• THE TASK: Give back each line of the data exactly.
***** INFORMATION
PR #1363, opened 2021-01-21
Disable implicit conversion from float to array index

tminka:

A float value as an array index will raise an error.  Fixes an oversight in #1343

The comment in #1342 

### Any other comments?

...

### Checklist

### DIFF
--- a/src/runtime/arrayobject.cs
+++ b/src/runtime/arrayobject.cs
@@ -159,6 +159,10 @@ namespace Python.Runtime
 
             if (rank == 1)
             {
+                if (!Runtime.PyInt_Check(idx))
+                {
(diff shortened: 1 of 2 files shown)


src/runtime/arrayobject.cs
```diff
@@ -320,6 +338,11 @@ public static new int mp_ass_subscript(IntPtr ob, IntPtr idx, IntPtr v)
             return 0;
         }
 
+        private static IntPtr RaiseTypeError(IntPtr idx)
```
lostmsu, line 341: NIT: `RaiseIndexMustBeIntegerError`

lostmsu (approved):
**********
• ANSWER SECTION:
PR #1363, opened 2021-01-21
Disable implicit conversion from float to array index

tminka:

A float value as an array index will raise an error.  Fixes an oversight in #1343

The comment in #1342 

### Any other comments?

...

### Checklist

### DIFF
--- a/src/runtime/arrayobject.cs
+++ b/src/runtime/arrayobject.cs
@@ -159,6 +159,10 @@ namespace Python.Runtime
 
             if (rank == 1)
             {
+                if (!Runtime.PyInt_Check(idx))
+                {
(diff shortened: 1 of 2 files shown)


src/runtime/arrayobject.cs
```diff
@@ -320,6 +338,11 @@ public static new int mp_ass_subscript(IntPtr ob, IntPtr idx, IntPtr v)
             return 0;
         }
 
+        private static IntPtr RaiseTypeError(IntPtr idx)
```
lostmsu, line 341: NIT: `RaiseIndexMustBeIntegerError`

lostmsu (approved):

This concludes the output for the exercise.